**Exercise prompt:**
In the listing below, find each line containing "toml" and report it.
Segment Start: Data supplied
PR #24, opened 2022-07-25
add course exam config endpoint

varshamenon4:
**JIRA:** [WFDASH-1523](https://2u-internal.atlassian.net/browse/MST-1523)

**Description:** Creates an api endpoint that creates/updates course exam configs given the course ID and the proctoring provider.

migrations, etc.

instructions.

**Testing instructions:**

1. Open page A
2. Do thing B
3. Expect C to happen

**Merge checklist:**
- [ ] All reviewers approved
- [x] CI build is green
- [ ] Changelog record added
- [x] Commits are squashed

**Post merge:**

### DIFF
--- a/edx_exams/apps/api/v1/tests/test_views.py
+++ b/edx_exams/apps/api/v1/tests/test_views.py
@@ -11,7 +11,7 @@ from django.urls import reverse
 
 from edx_exams.apps.api.test_utils import ExamsAPITestCase
 from edx_exams.apps.api.test_utils.factories import UserFactory
-from edx_exams.apps.core.models import CourseExamConfiguration, Exam
+from edx_exams.apps.core.models import CourseExamConfiguration, Exam, ProctoringProvider
 
 
 @ddt.ddt
@@ -256,3 +256,93 @@ class CourseExamsViewTests(ExamsAPITestCase):
         self.assertEqual(new_exam.due_date, pytz.utc.localize(datetime.fromisoformat('2025-07-01 00:00:00')))
         self.assertEqual(new_exam.hide_after_due, False)
         self.assertEqual(new_exam.is_active, True)
+
+
+@ddt.ddt
+class CourseExamConfigurationsViewTests(ExamsAPITestCase):
+    """
+    Test CourseExamConfigurationsView
+    """
+
+    def setUp(self):
+        super().setUp()
+
+        self.course_id = 'course-v1:edx+test+f19'
+
+        self.url = reverse('api:v1:course-exam-config', kwargs={'course_id': self.course_id})
+
+    def patch_api(self, user, data):
+        """
+        Helper function to make patch request to the API
+        """
+
+        data = json.dumps(data)
+        headers = self.build_jwt_headers(user)
+
+        return self.client.patch(self.url, data, **headers, content_type="application/json")
+
+    def test_auth_failures(self):
+        """
+        Verify the endpoint validates permissions
+        """
+        # Test unauthenticated
+        response = self.client.patch(self.url)
+        self.assertEqual(response.status_code, 401)
+
+        # Test non-staff user
+        random_user = UserFactory()
+        response = self.patch_api(random_user, {})
+        self.assertEqual(403, response.status_code)
+
+    def test_invalid_data(self):
+        """
+        Assert that endpoint returns 400 if provider is missing
+        """
+        data = {}
+
+        response = self.patch_api(self.user, data)
+        self.assertEqual(400, response.status_code)
+
+    def test_invalid_provider(self):
+        """
+        Assert endpoint returns 400 if provider is invalid
+        """
+        data = {'provider': 'nonexistent_provider'}
+
+        response = self.patch_api(self.user, data)
+        self.assertEqual(400, response.status_code)
+
+    def test_config_update(self):
+        """
+        Test that config is updated
+        """
+        CourseExamConfiguration.objects.create(
+            course_id=self.course_id,
+            provider=self.test_provider
+        )
+        provider = ProctoringProvider.objects.create(
+            name='test_provider_2',
+            verbose_name='testing_provider_2',
+            lti_configuration_id='223456789'
+        )
+        data = {'provider': provider.name}
+
+        response = self.patch_api(self.user, data)
+        self.assertEqual(204, response.status_code)
+        self.assertEqual(len(CourseExamConfiguration.objects.all()), 1)
+
+        config = CourseExamConfiguration.objects.get(course_id=self.course_id)
+        self.assertEqual(config.provider, provider)
+
+    def test_config_create(self):
+        """
+        Test that config is created
+        """
+        data = {'provider': 'test_provider'}
+
+        response = self.patch_api(self.user, data)
+        self.assertEqual(204, response.status_code)
+        self.assertEqual(len(CourseExamConfiguration.objects.all()), 1)
+
+        config = CourseExamConfiguration.objects.get(course_id=self.course_id)
+        self.assertEqual(config.provider, self.test_provider)
--- a/edx_exams/apps/api/v1/urls.py
+++ b/edx_exams/apps/api/v1/urls.py
@@ -2,11 +2,16 @@
 
 from django.urls import re_path
 
-from edx_exams.apps.api.v1.views import CourseExamsView
+from edx_exams.apps.api.v1.views import CourseExamConfigurationsView, CourseExamsView
 from edx_exams.apps.core.constants import COURSE_ID_PATTERN
 
 app_name = 'v1'
 
 urlpatterns = [
-    re_path(fr'exams/course_id/{COURSE_ID_PATTERN}', CourseExamsView.as_view(), name='exams-course_exams'),
+    re_path(fr'exams/course_id/{COURSE_ID_PATTERN}',
+            CourseExamsView.as_view(),
+            name='exams-course_exams'),
+    re_path(fr'configs/course_id/{COURSE_ID_PATTERN}',
+            CourseExamConfigurationsView.as_view(),
+            name='course-exam-config')
 ]
--- a/edx_exams/apps/api/v1/views.py
+++ b/edx_exams/apps/api/v1/views.py
@@ -4,6 +4,7 @@ V1 API Views
 import logging
 import uuid
 
+from django.core.exceptions import ObjectDoesNotExist
 from edx_api_doc_tools import path_parameter, schema
 from edx_rest_framework_extensions.auth.jwt.authentication import JwtAuthentication
 from rest_framework import status
@@ -13,7 +14,7 @@ from rest_framework.views import APIView
 from edx_exams.apps.api.permissions import StaffUserPermissions
 from edx_exams.apps.api.serializers import ExamSerializer
 from edx_exams.apps.core.exam_types import get_exam_type
-from edx_exams.apps.core.models import CourseExamConfiguration, Exam
+from edx_exams.apps.core.models import CourseExamConfiguration, Exam, ProctoringProvider
 
 log = logging.getLogger(__name__)
 
@@ -177,5 +178,58 @@ class CourseExamsView(APIView):
         else:
             response_status = status.HTTP_400_BAD_REQUEST
             data = {"detail": "Invalid data", "errors": serializer.errors}
+
+        return Response(status=response_status, data=data)
+
+
+class CourseExamConfigurationsView(APIView):
+    """
+    View to create and update course exam configs for a specific course.
+
+    Given a course id and a proctoring provider name, this view will either create a new course exam configuration
+    (if one doesn't exist), or modify the proctoring provider on an existing course exam config.
+
+    HTTP PATCH
+    Creates or updates a CourseExamConfiguration.
+    Expected PATCH data: {
+        'provider': 'test_provider',
+    }
+    **PATCH data Parameters**
+        * name: This is the name of the proctoring provider.
+    **Exceptions**
+        * HTTP_400_BAD_REQUEST
+    """
+
+    authentication_classes = (JwtAuthentication,)
+    permission_classes = (StaffUserPermissions,)
+
+    @classmethod
+    def handle_config(cls, provider, course_id):
+        """
+        Helper method that decides whether to update existing or create new config.
+        """
+        CourseExamConfiguration.objects.update_or_create(
+            course_id=course_id,
+            defaults={'provider': provider})
+        log.info(f"Created or updated course exam configuration course_id={course_id},provider={provider.name}")
+
+    def patch(self, request, course_id):
+        """
+        Create/update course exam configuration.
+        """
+        # check that proctoring provider is in request
+        if request.data.get('provider') is None:
+            response_status = status.HTTP_400_BAD_REQUEST
+            data = {"detail": "No proctoring provider name in request."}
+        else:
+            try:
+                provider = ProctoringProvider.objects.get(name=request.data['provider'])
+                self.handle_config(provider, course_id)
+                response_status = status.HTTP_204_NO_CONTENT
+                data = {}
+            # return 400 if proctoring provider does not exist
+            except ObjectDoesNotExist:
+                response_status = status.HTTP_400_BAD_REQUEST
+                data = {"detail": "Proctoring provider does not exist."}
 
         return Response(status=response_status, data=data)
--- a/requirements/base.txt
+++ b/requirements/base.txt
@@ -72,7 +72,7 @@ django-model-utils==4.2.0
     # via -r requirements/base.in
 django-rest-swagger==2.2.0
     # via -r requirements/base.in
-django-waffle==2.5.0
+django-waffle==2.6.0
     # via
     #   -r requirements/base.in
     #   edx-django-utils
@@ -88,7 +88,7 @@ djangorestframework==3.13.1
     #   edx-drf-extensions
 drf-jwt==1.19.2
     # via edx-drf-extensions
-drf-yasg==1.20.0
+drf-yasg==1.21.3
     # via edx-api-doc-tools
 edx-api-doc-tools==1.6.0
     # via -r requirements/base.in
@@ -143,7 +143,7 @@ markupsafe==2.1.1
     #   xblock
 mysqlclient==2.1.1
     # via -r requirements/base.in
-newrelic==7.14.0.177
+newrelic==7.16.0.178
     # via edx-django-utils
 oauthlib==3.2.0
     # via
@@ -194,6 +194,7 @@ pytz==2022.1
     #   -r requirements/base.in
     #   django
     #   djangorestframework
+    #   drf-yasg
     #   xblock
 pyyaml==6.0
     # via
@@ -239,7 +240,7 @@ social-auth-core==4.3.0
     #   social-auth-app-django
 sqlparse==0.4.2
     # via django
-stevedore==3.5.0
+stevedore==4.0.0
     # via
     #   edx-django-utils
     #   edx-opaque-keys
@@ -247,7 +248,7 @@ uritemplate==4.1.1
     # via
     #   coreapi
     #   drf-yasg
-urllib3==1.26.10
+urllib3==1.26.11
     # via requests
 web-fragments==2.0.0
     # via
--- a/requirements/ci.txt
+++ b/requirements/ci.txt
@@ -10,9 +10,9 @@ charset-normalizer==2.1.0
     # via requests
 codecov==2.1.12
     # via -r requirements/ci.in
-coverage==6.4.1
+coverage==6.4.2
     # via codecov
-distlib==0.3.4
+distlib==0.3.5
     # via virtualenv
 filelock==3.7.1
     # via
@@ -40,7 +40,7 @@ toml==0.10.2
     # via tox
 tox==3.25.1
     # via -r requirements/ci.in
-urllib3==1.26.10
+urllib3==1.26.11
     # via requests
 virtualenv==20.15.1
     # via tox
--- a/requirements/dev.txt
+++ b/requirements/dev.txt
@@ -77,7 +77,7 @@ coreschema==0.0.4
     #   -r requirements/validation.txt
     #   coreapi
     #   drf-yasg
-coverage[toml]==6.4.1
+coverage[toml]==6.4.2
     # via
     #   -r requirements/validation.txt
     #   pytest-cov
@@ -85,7 +85,6 @@ cryptography==37.0.4
     # via
     #   -r requirements/validation.txt
     #   pyjwt
-    #   secretstorage
     #   social-auth-core
 ddt==1.5.0
     # via -r requirements/validation.txt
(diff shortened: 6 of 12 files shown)


openedx-webhooks:
Thanks for the pull request, @varshamenon4!  Please note that it may take us up to several weeks or months to complete a review and merge your PR.

Feel free to add as much of the following information to the ticket as you can:
- supporting documentation
- [Open edX discussion forum threads](https://discuss.openedx.org/)
- timeline information ("this must be merged by XX date", and why that is)
- partner information ("this is a course on edx.org")
- any other information that can help Product understand the context for the PR

All technical communication about the code itself will be done via the GitHub pull request interface. As a reminder, [our process documentation is here](http://edx-developer-guide.readthedocs.org/en/latest/process/overview.html).


This is currently a draft pull request. When it is ready for our review and all tests are green, click "Ready for Review", or remove "WIP" from the title, as appropriate.




:warning: We can't start reviewing your pull request until you've submitted a     [signed contributor agreement](https://openedx.org/cla)     or indicated your institutional affiliation. Please see the [CONTRIBUTING](https://github.com/edx/edx-platform/blob/master/CONTRIBUTING.rst)     file for more information.     If you've signed an agreement in the past, you may need to re-sign.  See     [The New Home of the Open edX Codebase](https://open.edx.org/blog/the-new-home-of-the-open-edx-codebase/)     for details.

edx_exams/apps/api/v1/views.py
```diff
@@ -179,3 +179,78 @@ def patch(self, request, course_id):
...
+
+    authentication_classes = (JwtAuthentication,)
+    permission_classes = (StaffUserPermissions,)
+
+    @classmethod
+    def handle_config(cls, provider, course_id):
+        """
+        Helper method that decides whether to update existing or create new config.
+        """
+        # todo: is there a better way to check whether the config already exists?
```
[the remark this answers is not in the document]
alangsto: You could use one of the `_or_create` django methods, that way you can either update the existing object or just create a new one.

edx_exams/apps/api/v1/views.py
```diff
@@ -179,3 +179,78 @@ def patch(self, request, course_id):
...
+        # todo: does the course_id need a uniqueness constraint in the CourseExamConfiguration model?
```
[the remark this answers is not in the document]
alangsto: I think there should only be one config per course

edx_exams/apps/api/v1/views.py
```diff
@@ -179,3 +179,78 @@ def patch(self, request, course_id):
...
+    def patch(self, request, course_id):
+        """
+        Create/update course exam configuration.
+        """
+
+        serializer = ProctoringProviderSerializer(data=request.data)
+
+        if serializer.is_valid():
+            provider = serializer.save()
+            self.handle_config(provider, course_id)
```
alangsto, line 248: Part of this ticket is to determine if we also need to update a course's exams after the config is changed. I do think we need that behavior, so it should be handled as part of this view.

edx_exams/apps/api/v1/tests/test_views.py
```diff
@@ -256,3 +256,101 @@ def test_exams_config(self, other_course_id, exam_type, expect_none_provider):
...
+        data = {
+            'name': 'test_provider2',
+            'verbose_name': 'testing_provider_2',
+            'lti_configuration_id': '223456789'
+        }
+
+        self.assertEqual(len(CourseExamConfiguration.objects.all()), 1)
+        self.get_response(self.user, data, 200)
+        self.assertEqual(len(CourseExamConfiguration.objects.all()), 1)
+        # todo: should I test that the config is correct? anything else to test?
```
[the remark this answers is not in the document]
alangsto: Yes, if you are updating the content, you should check that the expected updates are carried through

edx_exams/apps/api/v1/views.py
varshamenon4: Yes, you're right @alangsto! So @Zacharis278 had mentioned maybe needing to wait on this until [this decision was made](https://2u-internal.atlassian.net/wiki/spaces/PT/pages/95223955/Discovery+Altering+Active+Exams). In the meantime, do you think it's best to move forward as is for this ticket then create a new ticket to add this behavior?

edx_exams/apps/api/v1/urls.py
```diff
@@ -2,11 +2,16 @@
...
 from edx_exams.apps.core.constants import COURSE_ID_PATTERN
 
 app_name = 'v1'
 
 urlpatterns = [
-    re_path(fr'exams/course_id/{COURSE_ID_PATTERN}', CourseExamsView.as_view(), name='exams-course_exams'),
+    re_path(fr'exams/course_id/{COURSE_ID_PATTERN}',
+            CourseExamsView.as_view(),
+            name='exams-course_exams'),
+    re_path(fr'configs/course_id/{COURSE_ID_PATTERN}',
```
Zacharis278, line 14: NIT, but 'configs' to me reads as plural. I'd just go with configuration or config

edx_exams/apps/api/v1/views.py
```diff
@@ -179,3 +179,78 @@ def patch(self, request, course_id):
...
+
+    def patch(self, request, course_id):
+        """
+        Create/update course exam configuration.
+        """
+
+        serializer = ProctoringProviderSerializer(data=request.data)
+
+        if serializer.is_valid():
+            provider = serializer.save()
```
Zacharis278, line 247: So we shouldn't need to actually save/modify any providers is part of this endpoint. This should simply create a configuration object that references one.

The use case for this endpoint is it's going to be called when a new value is selected here: https://course-authoring.stage.edx.org/course/course-v1:edX+cheating101+2018T3/pages-and-resources/proctoring/settings

edx_exams/apps/api/v1/views.py
```diff
@@ -179,3 +179,78 @@ def patch(self, request, course_id):
...
+    def handle_config(cls, provider, course_id):
+        """
+        Helper method that decides whether to update existing or create new config.
+        """
+        # todo: is there a better way to check whether the config already exists?
+        # todo: does the course_id need a uniqueness constraint in the CourseExamConfiguration model?
+        config = CourseExamConfiguration.objects.filter(course_id=course_id)
+
+        # update if config exists
+        if len(config) == 1:
```
MichaelRoytman, line 220: [exists](https://docs.djangoproject.com/en/3.2/ref/models/querysets/#exists) is supposedly a little faster than checking for a non-empty QuerySet this way. But this is moot if you go with Alie's advice about the `update_or_create` method.

edx_exams/apps/api/v1/views.py
```diff
@@ -179,3 +179,78 @@ def patch(self, request, course_id):
...
+            config[0].provider = provider
+            config[0].save()
+            log.info("Updated course exam configuration provider=%(provider_name)s",
```
MichaelRoytman, line 223: Nit. 

If you want, I believe you can also do...
```suggestion
            log.info(f"Updated course exam configuration provider={provider.name}",
```

or 

```suggestion
            provider_name = provider.name
            log.info(f"Updated course exam configuration provider={provider_name}",
```

I'm just suggesting this because you can probably fit that all on one line.

edx_exams/apps/api/v1/views.py
```diff
@@ -179,3 +179,78 @@ def patch(self, request, course_id):
...
+                         'provider_name': provider.name,
+                     }
+                     )
+
+    def patch(self, request, course_id):
+        """
+        Create/update course exam configuration.
+        """
+
+        serializer = ProctoringProviderSerializer(data=request.data)
```
MichaelRoytman, line 244: Based on Zach's feedback, you won't need a serializer, since you're not saving the `ProctoringProvider` here. But it would make sense to handle the case that the `request.data['provider']` does not correspond to an existing `ProctoringProvider`.

edx_exams/apps/api/v1/tests/test_views.py
```diff
@@ -256,3 +256,101 @@ def test_exams_config(self, other_course_id, exam_type, expect_none_provider):
...
+        Test that config is created
+        """
+        data = {
+            'name': 'test_provider',
+            'verbose_name': 'testing_provider',
+            'lti_configuration_id': '123456789'
+        }
+        self.assertEqual(len(CourseExamConfiguration.objects.all()), 0)
+        self.get_response(self.user, data, 200)
+        self.assertEqual(len(CourseExamConfiguration.objects.all()), 1)
```
MichaelRoytman, line 355: I think you should test that your desired data is actually what was saved. Otherwise, this test can only tell you that _something_ was created. The only way to ensure that the `CourseExamConfiguration` that you expected was created was to test the values. For example, you could test that the `provider_id` field maps to the correct `ProctoringProvider`.

edx_exams/apps/api/v1/tests/test_views.py
```diff
@@ -256,3 +256,101 @@ def test_exams_config(self, other_course_id, exam_type, expect_none_provider):
...
+
+        return self.client.patch(self.url, data, **headers, content_type="application/json")
+
+    # todo: can this helper method be moved to base since both views use it?
+    def get_response(self, user, data, expected_response):
+        """
+        Helper functions to get API response
+        """
+        response = self.patch_api(user, data)
+        self.assertEqual(response.status_code, expected_response)
```
MichaelRoytman, line 291: Nit: This is feedback I gave on Marcin's pull request in `program-intent-engagement`, since it borrowed some functions from `edx-exams`.

Having an assertion in a function called `get_response` is unexpected to me. I think it would be more clear what a test is actually testing if the assertion is defined within the test. `self.get_response(self.user, 200)` doesn't really tell me the purpose of the `200`. It's not clear what the purpose of the `200` is in a method called `get_response`. `get_response`'s obvious responsibility is to make a request and return the response. If it also starts asserting things about the response, it's doing more than the name claims that it does, and it becomes harder to read, in my opinion.

An alternative would be to remove the line `self.assertEqual(response.status_code, expected_response)` and just make that assertion directly in your test. That way, it's clear in the actual test what you are testing. I think it would be clearer to collocate all assertions your test needs to make within the test.

Let me know what you think!

edx_exams/apps/api/v1/views.py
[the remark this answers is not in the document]
varshamenon4: Merged this: https://github.com/edx/edx-exams/pull/28

edx_exams/apps/api/v1/tests/test_views.py
varshamenon4: Ah, this totally makes sense @MichaelRoytman ! I've updated to have the asserts be in the individual tests. Since the `get_response` method is now a little redundant, I've removed and just kept the `patch_api` helper method. Let me know if you think it should be renamed to be more clear though!

edx_exams/apps/api/v1/urls.py
varshamenon4: Updated to config!

edx_exams/apps/api/v1/urls.py
```diff
@@ -2,11 +2,16 @@
...
+            CourseExamConfigurationsView.as_view(),
+            name='exams-course_exam_configs')
```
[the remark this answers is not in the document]
varshamenon4: It was intended, but I was using `exams-course_exams` on line 13 as a reference, so I'm not sure if that's right? @MichaelRoytman

edx_exams/apps/api/v1/views.py
varshamenon4: Oh, yeah! Nice call, @MichaelRoytman! Made those changes to both this log and the one for the create log. ty!

edx_exams/apps/api/v1/views.py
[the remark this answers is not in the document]
varshamenon4: Oooh, nice @alangsto! I like this! ty. Refactored. :)

edx_exams/apps/api/v1/views.py
varshamenon4: This is really good to know, @MichaelRoytman! I ended up changing to `update_or_create` method but I'll plan on using exists moving forward if needed. :)

edx_exams/apps/api/v1/views.py
varshamenon4: Cool. So would the endpoint take in the provider name the same way as course_id? @Zacharis278

edx_exams/apps/api/v1/urls.py
varshamenon4: @Zacharis278 I was just looking at this and it seems to indicate that it should be plural: https://openedx.atlassian.net/wiki/spaces/AC/pages/18350757/edX+REST+API+Conventions
But maybe I'm misunderstanding?

MichaelRoytman: I'm reading it the same way. Plural it is, then! Thanks for double checking that.

Zacharis278: huh yeah 'configs' just struck me as odd at first glace since there is only one per course but that doc is definitely correct. Guess it should be plural. I rescind my comment!

edx_exams/apps/api/v1/views.py
Zacharis278: The provider should be part of the request body. The configuration object is likely going to have more fields in the future so this should be a dictionary of key/values. We just only have one key so far, provider.

edx_exams/apps/api/v1/tests/test_views.py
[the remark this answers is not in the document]
varshamenon4: Makes sense! Added asserts to check that expected updates are carried through.

edx_exams/apps/api/v1/urls.py
varshamenon4: Sweet! Thanks for confirming @MichaelRoytman and @Zacharis278! Will update.

edx_exams/apps/api/v1/views.py
varshamenon4: Makes sense! Thanks @MichaelRoytman. Updated logic.

edx_exams/apps/api/v1/tests/test_views.py
varshamenon4: @MichaelRoytman cool! I ended up checking that the providers are the same as expected.

edx_exams/apps/api/v1/views.py
varshamenon4: Nice, thanks for confirming! @Zacharis278

edx_exams/apps/api/v1/views.py
```diff
@@ -179,3 +179,78 @@ def patch(self, request, course_id):
...
+    # todo: make parameters descriptions more useful.
+    """
+    View to create and update course exam configs for a specific course.
+
+    Given a course id and a proctoring provider, this view will either create a new course exam configuration
+    (if one doesn't exist), or modify the proctoring provider on an existing course exam config.
+
+    HTTP PATCH
+    Creates or updates a CourseExamConfiguration.
+    Expected PATCH data: {
```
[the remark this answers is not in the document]
varshamenon4: You're right @MichaelRoytman! I was a bit confused on that but thanks for helping clarify! So I've updated the params to only include provider name, so I'm guessing PATCH is still right?

edx_exams/apps/api/v1/tests/test_views.py
```diff
@@ -256,3 +256,93 @@ def test_exams_config(self, other_course_id, exam_type, expect_none_provider):
...
+            lti_configuration_id='223456789'
+        )
+        data = {'provider': provider.name}
+
+        response = self.patch_api(self.user, data)
+        self.assertEqual(200, response.status_code)
+        self.assertEqual(len(CourseExamConfiguration.objects.all()), 1)
+
+        config = CourseExamConfiguration.objects.get(course_id=self.course_id)
+        self.assertEqual(config.provider, provider)
```
varshamenon4, line 335: I'm now checking that there is a config and that the contents are correct. Is this a good way to test that the contents of the config are correct?

edx_exams/apps/api/v1/urls.py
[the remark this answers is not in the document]
varshamenon4: I am using the above exams url as an example, but let me know if this should be different.

edx_exams/apps/api/v1/views.py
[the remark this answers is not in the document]
varshamenon4: Is patch still the right request type here?

edx_exams/apps/api/v1/views.py
```diff
@@ -179,3 +180,53 @@ def patch(self, request, course_id):
...
+    def patch(self, request, course_id):
+        """
+        Create/update course exam configuration.
+        """
+        try:
+            provider = ProctoringProvider.objects.get(name=request.data['provider'])
+            self.handle_config(provider, course_id)
+            response_status = status.HTTP_200_OK
+            data = {}
+        except KeyError:
```
varshamenon4, line 225: Does the way I've handled the errors make sense here? Let me know if additional info is needed or if there is a better approach.

edx_exams/apps/api/v1/views.py
varshamenon4: I've created that ticket [here](https://2u-internal.atlassian.net/browse/MST-1579).

Let me know if anything's missing in that ticket. :)

varshamenon4 (commented):
Thanks y'all for the great feedback! Super helpful. I've made those changes and added some comments for review.

edx_exams/apps/api/v1/views.py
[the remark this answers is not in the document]
Zacharis278: I think a PUT technically makes sense because it 'replaces' the entire object. If we add additional values (such as the escalation email) I'd expect that the UI to update all of them at once.

edx_exams/apps/api/v1/urls.py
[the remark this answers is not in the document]
MichaelRoytman: I think it's fine. I think it just looks a little odd to have a mixture of _ and -, but there's nothing wrong with it. Feel free to disregard!

edx_exams/apps/api/v1/views.py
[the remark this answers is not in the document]
MichaelRoytman: I think a PUT requires that you supply a complete representation of the object to be replaced. If you're supplying just a single field (i.e. `name`), that would make it a PATCH.

edx_exams/apps/api/v1/views.py
```diff
@@ -179,3 +180,53 @@ def patch(self, request, course_id):
...
+            course_id=course_id,
+            defaults={'provider': provider})
+        log.info(f"Created or updated course exam configuration course_id={course_id},provider={provider.name}")
+
+    def patch(self, request, course_id):
+        """
+        Create/update course exam configuration.
+        """
+        try:
+            provider = ProctoringProvider.objects.get(name=request.data['provider'])
```
MichaelRoytman, line 221: The `ProctoringProvider` doesn't have a uniqueness constraint on `name`, so it's possible for this to return more than one provider. We should either add a uniqueness constraint on the field or handle the case where more than one provider is returned.

edx_exams/apps/api/v1/views.py
MichaelRoytman: I think this is good. You could also just proactively check for this value at the start of the view. 

```if not request.data.get('provider'):
         response_status = status.HTTP_400_BAD_REQUEST
         data = {"detail": "No proctoring provider name in request."}
```

The `get` will return `None` if `provider` isn't in `request.data`.

The difference is small. I'd say the advantage of doing it this way is that it's easier to read. It took me a second to figure out why you were handling a `KeyError`. I had to read the response data and scroll back up to see what could throw a `KeyError`. It's not a big deal, though. I think this is good.

You could do it in a serializer, as an alternative, but that might be overkill for something like this.

edx_exams/apps/api/v1/tests/test_views.py
MichaelRoytman: I think this looks good!

edx_exams/apps/api/v1/views.py
```diff
@@ -179,3 +180,53 @@ def patch(self, request, course_id):
...
+            self.handle_config(provider, course_id)
+            response_status = status.HTTP_200_OK
```
MichaelRoytman, line 223: I _think_ it would be more accurate for this to be `204`, per this [document](https://datatracker.ietf.org/doc/html/rfc5789#section-2.1), but I'm not positive.

edx_exams/apps/api/v1/views.py
varshamenon4: @MichaelRoytman, I like this approach! My thought with the `KeyError` was having both errors handled in the try except block but I agree that that approach is less readable. I've gone ahead and updated.

edx_exams/apps/api/v1/urls.py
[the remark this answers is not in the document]
varshamenon4: @MichaelRoytman, I was curious why it was like that so just looked at registrar for another example and it looks like only dashes are used. So I just changed to use only dashes for the course exam config url. For consistency, should I go ahead and change for the course exams name? Doesn't seem like it'll impact the user but just for consistency/a nit?

edx_exams/apps/api/v1/views.py
varshamenon4: That's a good point! I can create another PR as I did for adding the uniqueness constraint to the course exam config.

edx_exams/apps/api/v1/views.py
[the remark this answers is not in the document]
Zacharis278: So the way I'm looking at this CourseExamConfiguration is the resource being replaced, ProctoringProvider is just a related object.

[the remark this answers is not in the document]
varshamenon4: Based on [this document](https://openedx.atlassian.net/wiki/spaces/AC/pages/18350757/edX+REST+API+Conventions), `PATCH` seems a better fit to me as well. Does that sound good, @Zacharis278? Definitely open to thoughts on the advantages to using `PUT` here. Thanks Zach and @MichaelRoytman for the thoughts here!

edx_exams/apps/api/v1/views.py
varshamenon4: Oh, yes, that's right! Thanks for catching that @MichaelRoytman! Updated.

Zacharis278: fwiw 200 is representative of 2xx responses it's just less specific. Since the UI isn't going to care about the distinction here I don't think it matters what one we use.

edx_exams/apps/api/v1/views.py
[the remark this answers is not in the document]
Zacharis278: yeah, I suppose PATCH is a better catch-all anyway

edx_exams/apps/api/v1/views.py
varshamenon4: Here's [that PR](https://github.com/edx/edx-exams/pull/30)!

edx_exams/apps/api/v1/views.py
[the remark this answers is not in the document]
varshamenon4: Sounds good!

edx_exams/apps/api/v1/views.py
varshamenon4: Merged the above!

Zacharis278 (approved):
🚀

alangsto (approved):
👍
Segment End: Data supplied
**Answer to this problem:**
@@ -40,7 +40,7 @@ toml==0.10.2
-coverage[toml]==6.4.1
+coverage[toml]==6.4.2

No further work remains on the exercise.